For citizens and scholars alike, the quality of electoral representation in a democracy is central to its performance and its legitimacy. However, what effective electoral representation requires in a well-functioning democracy remains contested (e.g. Pitkin 1967, Mansbridge 2009, Sabl 2015, Wratil and Wolkenstein 2021). One area of debate is whether and how far descriptive representation – or the representation of citizens by legislators sharing their social identities and lived experiences – relates to substantive representation, or the representation of citizens’ preferences and interests in law-making. Another open question is how citizens prioritize between multiple overlapping social identities – e.g. social class, gender or ethnicity – if and when they demand improved descriptive representation.

With support from the Selten Seeding Grant (University of Cologne), we aim to contribute to this debate by running an original conjoint experiment that explores, first, how citizens prioritize different social identities when they demand improved descriptive representation, and second, whether these demands are motivated by their inferences about candidates’ preferences and priorities (and so, expectations of improved policy congruence) versus their preferences for equal representation.

As in some previous research, we theorize that citizens make assumptions about whether in-group candidates will share their preferences and priorities. They may then demand descriptive representation on dimensions linked to their issue priorities, if they think in-group representatives will share their preferences on key issues. However, prior research has also established a general preference for equal descriptive representation among citizens (e.g.

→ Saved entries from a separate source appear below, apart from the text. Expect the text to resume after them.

PR #29511, opened 2024-04-11
core: use range loop for subpool iteration

Newt6611:
Refactor subpool iteration to range loop for consistency within function.
example:
```
for i, tx := range txs {
    // Mark this transaction belonging to no-subpool
    splits[i] = -1
    ...
}
```
```
for i, split := range splits {
    // If the transaction was rejected by all subpools, mark it unsupported
    if split == -1 {
        errs[i] = core.ErrTxTypeNotSupported
        continue
    }
    ...
}
```


karalabe:
It's not really cleaner. The range loop is nice when you don't have to care about the index much, but where you access the same index over many different sets, it's cleaner to have the main loop slice also be indexed and not ranged.

Also, please don't open very trivial nitpick code changes that are essentially noops. If there's no meaningful readability improvement, then it's more effort to discuss here than to just leave as is.

PR #29515, opened 2024-04-12
core/vm: refactor push-functions to use `min` builtin

itsdevbear:


holiman (changes requested):
The changes to `makePush` are fine, but I don't see why you made changes to `opPush1`?

itsdevbear:
@holiman reverted, though could reduce the lines of code on push1 if we want, integer and codeLen only used once.

holiman (approved):
LGTM

core/vm/instructions.go
```diff
@@ -889,22 +889,17 @@ func opPush1(pc *uint64, interpreter *EVMInterpreter, scope *ScopeContext) ([]by
...
-		}
-
-		integer := new(uint256.Int)
-		scope.Stack.push(integer.SetBytes(common.RightPadBytes(
-			scope.Contract.Code[startMin:endMin], pushByteSize)))
-
+		var (
+			codeLen = len(scope.Contract.Code)
+			start   = min(codeLen, int(*pc+1))
+			end     = min(start+pushByteSize, codeLen)
```
karalabe, line 895: Could you flip the args to keep it consistent with the old code (and the pre min invocation?)

karalabe (approved):
LGTM

PR #32098, opened 2025-06-26
eth/downloader: fix downloader cancel

rjl493456442:
This PR reverts the changes brought by https://github.com/ethereum/go-ethereum/pull/32067

Previously, the chain insertion will always be interrupted once the `downloader.Cancel` is called.
Unfortunately, the `aborted` error from Blockchain will be propagated and ultimately leading to
the corresponding peer serving this chain segment being dropped.

Therefore, this PR reverts the behavioral changes and only interrupt the chain insertion when
tearing down Geth. The `debug_setHead` needs to be improved with better solution.

### DIFF
--- a/eth/downloader/downloader.go
+++ b/eth/downloader/downloader.go
@@ -630,15 +630,18 @@ func (d *Downloader) cancel() {
 // Cancel aborts all of the operations and waits for all download goroutines to
 // finish before returning.
 func (d *Downloader) Cancel() {
-	d.blockchain.InterruptInsert(true)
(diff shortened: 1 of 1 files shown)


rjl493456442:
The change is probably not correct. It's true that the `aborted` error will be bubbled up, but it's discarded by downloading without propagating to the handler.

The disconnection should be relevant with some other reasons.

rjl493456442:
After some investigation, the peer dropping is caused by the skeleton header fetching.

PR #32103, opened 2025-06-27
cmd/utils: don't alter the txlookup limit in archive node

jsvisa:
I'm running with pbss archive node, from the logs I see the preimage and full tx indexing is enabled:

```
INFO [06-27|01:08:48.495] Using pebble as db engine
INFO [06-27|01:08:48.508] Enabling recording of key preimages since archive mode is used
WARN [06-27|01:08:48.509] Disabled transaction unindexing for archive node
```

As pbss archive node is based on `history.state`, no need to run full indexing in archive mode

### DIFF
--- a/cmd/utils/flags.go
+++ b/cmd/utils/flags.go
@@ -1634,9 +1634,11 @@ func SetEthConfig(ctx *cli.Context, stack *node.Node, cfg *ethconfig.Config) {
 	}
 	// Read the value from the flag no matter if it's set or not.
 	cfg.Preimages = ctx.Bool(CachePreimagesFlag.Name)
-	if cfg.NoPruning && !cfg.Preimages {
+	// Only check the user's input for hash mode here; path is the default scheme,
+	// so we don't need to check the actual database scheme.
+	if cfg.NoPruning && !cfg.Preimages && ctx.String(StateSchemeFlag.Name) == rawdb.HashScheme {
 		cfg.Preimages = true
-		log.Info("Enabling recording of key preimages since archive mode is used")
+		log.Info("Enabling recording of key preimages: required for archive mode with hash state scheme")
 	}
 	if ctx.IsSet(StateHistoryFlag.Name) {
 		cfg.StateHistory = ctx.Uint64(StateHistoryFlag.Name)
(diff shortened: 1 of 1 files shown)


cmd/utils/flags.go
```diff
@@ -1656,11 +1662,10 @@ func SetEthConfig(ctx *cli.Context, stack *node.Node, cfg *ethconfig.Config) {
 		log.Warn("The flag --txlookuplimit is deprecated and will be removed, please use --history.transactions")
 		cfg.TransactionHistory = ctx.Uint64(TxLookupLimitFlag.Name)
 	}
-	if ctx.String(GCModeFlag.Name) == "archive" {
-		if cfg.TransactionHistory != 0 {
-			cfg.TransactionHistory = 0
-			log.Warn("Disabled transaction unindexing for archive node")
-		}
+
+	if ctx.String(GCModeFlag.Name) == "archive" && cfg.TransactionHistory != 0 && cfg.StateScheme == rawdb.HashScheme {
```
rjl493456442: You can remove this clause by allowing a "non-full-transaction-history" in archive node.

This property should be applied to both 'hash' and 'path' scheme. Scheme checking is not required.

jsvisa:
Updated:

1. disable txlookup full indexing check in archive mode
2. enable preimage only if archive mode with hash scheme

cmd/utils/flags.go
```diff
@@ -1634,9 +1634,11 @@ func SetEthConfig(ctx *cli.Context, stack *node.Node, cfg *ethconfig.Config) {
 	}
 	// Read the value from the flag no matter if it's set or not.
 	cfg.Preimages = ctx.Bool(CachePreimagesFlag.Name)
-	if cfg.NoPruning && !cfg.Preimages {
+	// Only check the user's input for hash mode here; path is the default scheme,
+	// so we don't need to check the actual database scheme.
+	if cfg.NoPruning && !cfg.Preimages && ctx.String(StateSchemeFlag.Name) == rawdb.HashScheme {
```
rjl493456442: Could you please revert this change for now? I still prefer to enable the preimage for archive node.

rjl493456442: Preimage is needed for both hash and path mode archive in order to traverse the states.

jsvisa: I see, the dump state and some other related APIs need the preimage

fjl:
One reason not to make this change is that transaction unindexing is very slow and causes significant I/O load. We would rather avoid this since syncing the archive node already performs so much I/O.

jsvisa:
@fjl Sorry for the delay response, in our scenario, we run full node first, and want to index the recent states, so restart geth with `--gcmode=archive`, as you mentioned, the tx unindexing is very slow, so as the tx indexing, we don't want it to reindexing the old txs. So I think the fix should be useful, if you want to index the full txs, just add `--history.transactions=0`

Wäckerle 2022). This may also produce demands for improved descriptive representation, even at the cost of reduced policy congruence.

To compare the importance of these two mechanisms, we will conduct a conjoint experiment where respondents are asked to choose between two candidates with different social identities (some potentially congruent with the respondent), and espousing different policy positions. This allows us to ascertain how respondents weigh different social identities, and whether these weights derive from their expectations regarding improved policy congruence on particularly important issues, or from preferences for equal descriptive representation on some dimensions.

We intend to survey approximately 2000 British respondents, composed from two equally sized samples. The first sample will reflect the British population in terms of age, gender, ethnicity and educational background. The second sample will only include ethnic minority Britons, ensuring a sample of British citizens with at least one social identity that is descriptively under-represented. This two-fold sampling strategy ensures sufficient statistical power to study citizens’ priorities over social identities, including when these are minority identities.

Our project significantly advances on previous work on this topic by taking an intersectional perspective. Although some research has considered how representatives’ intersecting identities may impact their electoral performance (e.g. Hughes 2011, Ward 2016), most research on descriptive representation has only considered a single identity, like gender or ethnicity (e.g. Lerman and Sadin 2016). As such, we are able to answer the question of what drives citizens’ demands for descriptive representation, and how it relates to their demands for substantive representation, while taking intersectional dynamics into account.